Birokrasi dan Kebebasan


Birokrasi dan Kebebasan :Negara, Otoritas, dan Kebebasa 





Tulisan Paul du Gay 






Pengantar 


Oposisi terhadap gagasan 'negara', dan 'birokrasi', telah lama menjadi perbincangan dari berbagai wacana politik. Selama tiga puluh tahun terakhir atau lebih, terjadi kebangkitan yang luar biasa.
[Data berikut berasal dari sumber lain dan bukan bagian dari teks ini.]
PR #5358, opened 2022-08-12
net/stun: convert to use net/netip.AddrPort

### LINKED ISSUE #5281: net/stun: convert to use net/netip.AddrPort
Make this use netip.AddrPort:

```
func ParseResponse(b []byte) (tID TxID, addr []byte, port uint16, err error) {
```

And this too:

```
func Response(txID TxID, ip net.IP, port uint16) []byte {
```

Part of #5162

skriptble:
Convert ParseResponse and Response to use netip.AddrPort instead of
net.IP and separate port.

Fixes #5281

### DIFF
--- a/net/stun/stun.go
+++ b/net/stun/stun.go
@@ -11,6 +11,7 @@ import (
 	"errors"
 	"hash/crc32"
 	"net"
+	"net/netip"
 )
 
 const (
@@ -151,20 +152,18 @@ func foreachAttr(b []byte, fn func(attrType uint16, a []byte) error) error {
 }
 
 // Response generates a binding response.
-func Response(txID TxID, ip net.IP, port uint16) []byte {
-	if ip4 := ip.To4(); ip4 != nil {
-		ip = ip4
-	}
+func Response(txID TxID, addrPort netip.AddrPort) []byte {
+	addr := addrPort.Addr()
+
 	var fam byte
-	switch len(ip) {
-	case net.IPv4len:
+	if addr.Is4() {
 		fam = 1
-	case net.IPv6len:
+	} else if addr.Is6() {
 		fam = 2
-	default:
+	} else {
 		return nil
 	}
-	attrsLen := 8 + len(ip)
+	attrsLen := 8 + addr.BitLen()/8
 	b := make([]byte, 0, headerLen+attrsLen)
 
 	// Header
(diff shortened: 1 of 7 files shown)


net/stun/stun.go
```diff
@@ -151,20 +152,21 @@ func foreachAttr(b []byte, fn func(attrType uint16, a []byte) error) error {
...
+		bytLen = 4
+	} else if addr.Is6() {
 		fam = 2
-	default:
+		bytLen = 16
+	} else {
 		return nil
 	}
-	attrsLen := 8 + len(ip)
+	attrsLen := 8 + bytLen
```
bradfitz, line 169: instead of `bytLen` you could also use `addr.BitLen()/8` (https://go.dev/play/p/_OMhPgqfq8T)

net/stun/stun.go
```diff
@@ -175,12 +177,12 @@ func Response(txID TxID, ip net.IP, port uint16) []byte {
...
 	b = appendU16(b, attrXorMappedAddress)
-	b = appendU16(b, uint16(4+len(ip)))
+	b = appendU16(b, uint16(4+bytLen))
 	b = append(b,
 		0, // unused byte
 		fam)
-	b = appendU16(b, port^0x2112) // first half of magicCookie
-	for i, o := range []byte(ip) {
+	b = appendU16(b, addrPort.Port()^0x2112) // first half of magicCookie
+	for i, o := range addr.AsSlice() {
```
bradfitz, line 185: this allocates, which is not ideal

you could do:

```
ipa := addr.As16()
for i, o := range ipa[16-bytLen:] {
```

net/stun/stun.go
```diff
@@ -225,40 +226,48 @@ func ParseResponse(b []byte) (tID TxID, addr []byte, port uint16, err error) {
 				return err
 			}
 			if len(a) == 16 {
-				addr6, port6 = a, p
+				var ip6 [16]byte
+				copy(ip6[:], a)
```
bradfitz, line 230: no need for these explicit copies as of Go 1.17: https://go.dev/doc/go1.17#language

If you want you can write:

```
     netip.AddrFrom16(*(*[16]byte)([]byte(a)))
```

But it'll be about identical performance.

bradfitz (approved):

net/stun/stun.go
skriptble: I was thinking about that but didn't know if it'd be too messy. I like this better.

net/stun/stun.go
skriptble: Updated!

net/stun/stun.go
skriptble: Ah, I was looking for this syntax. Updated!

net/stun/stun.go
```diff
@@ -193,24 +193,23 @@ func Response(txID TxID, ip net.IP, port uint16) []byte {
 // ParseResponse parses a successful binding response STUN packet.
 // The IP address is extracted from the XOR-MAPPED-ADDRESS attribute.
 // The returned addr slice is owned by the caller and does not alias b.
```
bradfitz, line 195: Docs need updating here.

But there's no addr _slice_ returned anymore. And it's a value type, so no need to document ownership or aliasing.

bradfitz (approved):
Still LGTM, other than doc nit. But no need to wait for me to review that again before you submit.

PR #5359, opened 2022-08-12
.github/workflows: delete flaky windows-race.yml

bradfitz:
It flakes more often than it runs. It provides no value and builds
failure blindness, making people get used to submitting on red.

Bye.


skriptble (approved):
Hooray! Now my CI checks will be green 😄

PR #5360, opened 2022-08-12
tka: Use strict decoding settings, implement Unserialize()

twitchyliquid64:
Unfortunately I can't use the regular names `MarshalBinary()` and `UnmarshalBinary()` due to cbor semantics :(

### DIFF
--- a/tka/aum.go
+++ b/tka/aum.go
@@ -212,6 +212,10 @@ func (a *AUM) StaticValidate() error {
 }
 
 // Serialize returns the given AUM in a serialized format.
+//
+// We would implement encoding.BinaryMarshaler, except that would
+// unfortunately get called by the cbor marshaller resulting in infinite
+// recursion.
 func (a *AUM) Serialize() []byte {
 	// Why CBOR and not something like JSON?
 	//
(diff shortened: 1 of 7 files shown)


tka/aum.go
```diff
@@ -212,6 +212,10 @@ func (a *AUM) StaticValidate() error {
 }
 
 // Serialize returns the given AUM in a serialized format.
+//
+// We would implement encoding.BinaryMarshaler, except that would
+// unfortunately get called by the cbor marshaller resulting in infinite
```
sailorfrag, line 217: Does the cbor marshaller have a `CBORMarshal()` or something that you could implement to get around that; I believe that's the way to avoid the same problem with JSON and `TextMarshaler`

Hmm. Or I guess you could do something like:
```golang
type aumData struct {
  // Actual fields go here
}

type AUM aumData

func (a *AUM) MarshalBinary() (data byte[], err error) {
  return doCborEncooding((*aumData)(a))
}
```

Maybe this is fine as-is; I'm just trying to come up with ideas for _that_ particular problem raised in the comments.

sailorfrag (approved):

tka/aum.go
twitchyliquid64: Unfortunately no :( I gave the `aumData` approach a go, but it ends up feeling very fragile & I was worried we would introduce complexity/bugs just to solve this little thing.

Issue #1659, opened 2021-04-06
Resolution of single-label names via quad-100 is laggy for Windows


danderson:
Found while implementing split DNS on Windows.

Setup: enable MagicDNS on your domain, configure a resolver other than your LAN's resolver (e.g. 8.8.8.8), add search domains other than MagicDNS (e.g. tailscale.com), enable split DNS mode. Ensure your LAN resolver also sets some search domain, other than the ones set by Tailscale (e.g. universe.tf).

Dataflow: requests for `<domain>.beta.tailscale.net` and `tailscale.com` flow to the 100.100.100.100 resolver on localhost. `<domain>.beta.tailscale.net` gets handled by the MagicDNS hosts table, `tailscale.com` gets forwarded to 8.8.8.8. Everything else falls through to the LAN resolvers.

Open a command prompt, and start pinging single-label things whose names resolve through these different paths:
 - `ping go` -> `go.universe.tf`, resolution is ~instant via LAN resolvers and pings begin.
 - `ping derp1` -> `derp1.tailscale.com`, resolution via 100.100.100.100 forwarded to 8.8.8.8, but resolution stalls for 1-2s before pings begin.
 - `ping acrux` (a MagicDNS name) -> `acrux.natulte.net.beta.tailscale.net`, but resolution stalls for 1-2s before pings begin.

Additional spam logging in tailscaled shows MagicDNS receiving A and AAAA queries promptly, and returning responses promptly (either forwarded from 8.8.8.8, or from its internal hosts table). So, seemingly the delay is not in tailscaled itself, but some external process.

Separately, Wireshark shows Windows sending LLMNR queries to the LAN, simultaneously with the MagicDNS queries. It does _not_ send LLMNR requests for names that resolve through the regular LAN resolver, only for our queries.

Hypothesis: waiting on LLMNR timeout is what's slowing us down.

Question: why do only our queries get LLMNR'd? What's different in our config vs. the default DNS config?

Rant: Microsoft does not provide documentation on the algorithm used for resolving single-label DNS names, so we're left guessing.

Datapoint: I turned off LLMNR on the Tailscale network adapter (since it can't multicast anyway). This didn't change anything.

danderson:
@bradfitz remembers that Perkeep once hit something about maybe SOA records relating to custom DNS resolvers, and will add details here once dug up.

danderson:
Also, disabling LLMNR globally didn't help, so it seems to be something else.

bradfitz:
[...]

PR #5361, opened 2022-08-12
net/dns: [win] respond with SERVFAIL queries when no resolvers

maisem:
Currently we forward unmatched queries to the default resolver on
Windows. This results in duplicate queries being issued to the same
resolver which is just wasted.

Updates #1659


raggi:
Do we want to have this behavior on all platforms?

maisem:
> Do we want to have this behavior on all platforms?

This is already the behavior on other platforms, Windows was just special.

raggi (approved):

PR #5343, opened 2022-08-11
go.mod: bump wireguard/windows, which moves to using net/netip

bradfitz:
Updates #5162

PR #5364, opened 2022-08-12
net/dns: call LUID.SetDNS instead of writing to registry directly

maisem:
This calls the approrpiate Win32 API to do the same.

Updates #1659

### DIFF
--- a/net/dns/manager_windows.go
+++ b/net/dns/manager_windows.go
@@ -7,10 +7,10 @@ package dns
 import (
 	"errors"
 	"fmt"
+	"net"
 	"net/netip"
 	"os/exec"
 	"sort"
-	"strings"
 	"syscall"
 	"time"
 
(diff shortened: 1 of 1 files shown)


bradfitz:
Typo of "appropriate" in commit message/PR text.

net/dns/manager_windows.go
```diff
@@ -134,53 +143,35 @@ func (m windowsManager) setPrimaryDNS(resolvers []netip.Addr, domains []dnsname.
...
-			return err
-		}
-	} else if err := key4.SetStringValue("SearchList", strings.Join(domStrs, ",")); err != nil {
+	// Disable LLMNR on the Tailscale interface. We don't do
+	// multicast, and we certainly don't do LLMNR, so it's pointless
+	// to make Windows try it.
+	//
+	// TODO(maisem): The same effect can be achieved by setting
+	// winipcfg.DnsInterfaceSettings.EnableLLMNR to 0. Currently upstream does
+	// not support setting the DnsInterfaceSettingsFlagEnableLLMNR flag, use it
```
danderson, line 160: Is there an upstream bug/PR somewhere? Link?

net/dns/manager_windows.go
```diff
@@ -118,14 +118,23 @@ func (m windowsManager) setSplitDNS(resolvers []netip.Addr, domains []dnsname.FQ
...
+	tsLUID, err := winipcfg.LUIDFromGUID(&tsGUID)
+	if err != nil {
+		return err
+	}
+	ips4 := make([]net.IP, 0, len(resolvers))
+	ips6 := make([]net.IP, 0, len(resolvers))
 	for _, ip := range resolvers {
 		if ip.Is4() {
-			ipsv4 = append(ipsv4, ip.String())
+			b := ip.As4()
```
danderson, line 133: If we're upstreaming changes to winipcfg, maybe also propose one to use net/netip types?

danderson (approved):

dblohm7:
@maisem Could you please clarify what the impetus is for doing this? Is the concern that using the API might allow the changes to take effect more quickly than directly editing the registry?

net/dns/manager_windows.go
maisem: It already does - https://github.com/tailscale/tailscale/pull/5343

net/dns/manager_windows.go
maisem: Not yet, will file.

maisem:
this was a shot in the dark when trying to figure out windows dns stuff, don't think its necessary any more.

Salah satu yang paling menonjol dari kritik terakhir diarahkan pada 'tangan dingin' negara dan birokrasi dalam menekan kebebasan pribadi.1 Apakah dibungkus dalam istilah ekonomistik-negara dan birokrasi dianggap menghambat kebijakan. 





Mendasari yang pertama dari konsepsi ini, kita mungkin berpendapat, bahwa asumsi lah yang membuat kebebasan ekonomi, dan efisiensi kebijakan pemerintah, menjadi fungsi dari subordinasi negara terhadap hukum pasar 'bebas'. Untuk yang kedua, asumsi pembimbing adalah bahwa adilnya kebijakan pemerintah secara langsung berkaitan dengan derajat subordinasi birokrasi terhadap kehendak rakyat. 





Dalam bab ini, penulis mencari untuk menilai kembali dan menegaskan dasar politik dan etis dari otoritas negara dan birokrasi. Dengan demikian, penulis berusaha untuk menunjukkan beberapa cara di mana kebebasan pribadi tergantung pada lembaga liberal negara dan birokrasi, dan tidak bertentangan dengan mereka. Libertarian, neo-liberal, komunitarian, dan lainnya apa, apa yang penulis istilahkan 'Ekspresif', 2 kritikus negara dan birokrasi umumnya mewakili sebagai kemerdekaan 'Alami' ketergantungan mendalam pada kekuatan dari negara-negara berdaulat dan biro publik mereka. 





Kewenangan Negara 





Seperti pendapat Quentin Skinner (1989, 2002), di antara banyaknya gagasan negara modern perlahan-lahan dikembangkan beberapa alternative untuk memfasilitasi pembangunan dengan sistem yang terintegrasi tunggal dari politik. Di tengah-tengah gagasan baru ini menggunakan konsep kedaulatan, kekuasaan duniawi tertinggi atas orang-orang dan wilayah, dan lokasinya di dalam institusi tertentu dan keputusan: hak untuk ditaati tanpa tantangan. "Entitas dimana hak itu menjadi bagian tetapnya ', sebagaimana John Dunn (2000: 80) menunjukkan, tidak lagi dipertimbangkan sebagai manusia tertentu 





“tetapi sebagai sebuah struktur yang terus dilakukan pemerintah, pengambilan keputusan, penafsiran dan penegakan hukum, yang berbeda tajam penguasanya. Struktur itu bisa mengambil atau kehilangan subyek atau wilayah tanpa mengubah identitasnya. Ini bisa mengubah sistem pemerintahan atau hukum tidak bisa dikenali, namun tetap kokoh sendiri”. 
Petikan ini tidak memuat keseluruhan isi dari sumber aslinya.